### PROMPT
Whenever a line of the records below contains the word "Simplecov", copy that line.

>>

PR #2035, opened 2025-02-09
Update `CONTRIBUTING.md` to include `Simplecov`

corsonknowles:
Add Simplecov instructions, common usage, and the repo link to our `CONTRIBUTING.md` guidelines. 

- [ ] Added tests.
- [x] Updated documentation.

### DIFF
--- a/.github/CONTRIBUTING.md
+++ b/.github/CONTRIBUTING.md
@@ -51,6 +51,37 @@ We are running [mdformat](https://github.com/executablebooks/mdformat) for forma
 $ mdformat . --number
 ```
 
+### Test Coverage - Line and Branch
+
+We are using [Simplecov](https://github.com/colszowka/simplecov) to track test coverage.
+
+It is included and reported when you run `bundle exec rake` or `bundle exec rspec`.
+
+To view the coverage report, open the `coverage/index.html` file in your browser.
+
+E.g. on macOS:
+
+```console
+$ open coverage/index.html
+```
+
+If you have unreachable lines, you can add `# :nocov` around those lines. The code itself or a comment should explain why the line is unreachable.
+
+Example:
+
+```ruby
+# :nocov:
+raise ArgumentError("Unsupported style :#{style}")
+# :nocov:
+```
+
+This can happen for a few reasons, including:
+
+1. When you handle config with a case statement and there is no else block.
+2. When matching with a node pattern even when you handle all cases: all other node types will be excluded before reaching your handler, because the node pattern will not match them.
+
+You will need full line and branch coverage to merge. This helps detect edge cases and prevent errors.
+
 ## Creating new cops
 
 - Document examples of good and bad code in your cop.


corsonknowles:
@bquorning How does this look?

.github/CONTRIBUTING.md
```diff
@@ -51,6 +51,32 @@ We are running [mdformat](https://github.com/executablebooks/mdformat) for forma
 $ mdformat . --number
 ```
 
+### Test Coverage - Line and Branch
+
+We are using [Simplecov](https://github.com/colszowka/simplecov) to track test coverage.
+
+It is included and reported when you run `bundle exec rake`.
```
bquorning, line 58: also when you run `bundle exec rspec`.

.github/CONTRIBUTING.md
```diff
@@ -51,6 +51,32 @@ We are running [mdformat](https://github.com/executablebooks/mdformat) for forma
...
+
+To view the coverage report, open the `coverage/index.html` file in your browser. Here is a quick generic command to find and open the file on macOS:
+
+```console
+$ open $(find . -type f -path "*/coverage/index.html" -print -quit)
```
bquorning, line 63: This simpler version has never failed me:
```suggestion
$ open coverage/index.html
```
Plus, if the file doesn’t exist (before first spec run) you get a usable error message.

.github/CONTRIBUTING.md
```diff
@@ -51,6 +51,32 @@ We are running [mdformat](https://github.com/executablebooks/mdformat) for forma
...
+# :nocov:
+raise ArgumentError("Unsupported style :#{style}")
+# :nocov:
+```
+
+This can happen for a few reasons:
+1. When you handle config with a case statement and there is no else block
+2. When matching with a node pattern even when you handle all cases: all other node types will be excluded before reaching your handler, because the node pattern will not match them.
+
+You will need full line and branch coverage to merge. This has helped prevent and detect errors and edge cases.
```
bquorning, line 78:
```suggestion
You will need full line and branch coverage to merge. This helps detect edge cases and prevent errors.
```

.github/CONTRIBUTING.md
corsonknowles: Fair enough, I aliased this to work across nested repos at some point and never looked back.

`alias cov=...`

bquorning (approved):

.github/CONTRIBUTING.md
```diff
@@ -51,6 +51,33 @@ We are running [mdformat](https://github.com/executablebooks/mdformat) for forma
...
+
+Example:
+```ruby
+# :nocov:
+raise ArgumentError("Unsupported style :#{style}")
+# :nocov:
+```
+
+This can happen for a few reasons, including:
+1. When you handle config with a case statement and there is no else block
```
bquorning, line 76:
```suggestion
1. When you handle config with a case statement and there is no else block.
```

bquorning (commented):
Do you have mdformat available locally? `mdformat .` should fix the CI.

corsonknowles:
I can do that!

It will be a few hours until I am back online today.

corsonknowles:
Formatted!

bquorning:
Yeah, but… Maybe we should merge https://github.com/rubocop/rubocop-rspec/pull/2037 first?

corsonknowles:
Good call! 

Also the docs we're editing here calls this out and says to use `mdformat . --number` so this latest amendment should get it passing enough to merge in either order

bquorning (approved):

<<

### SOLVED EXERCISE
Update `CONTRIBUTING.md` to include `Simplecov`
Add Simplecov instructions, common usage, and the repo link to our `CONTRIBUTING.md` guidelines. 
+We are using [Simplecov](https://github.com/colszowka/simplecov) to track test coverage.
+We are using [Simplecov](https://github.com/colszowka/simplecov) to track test coverage.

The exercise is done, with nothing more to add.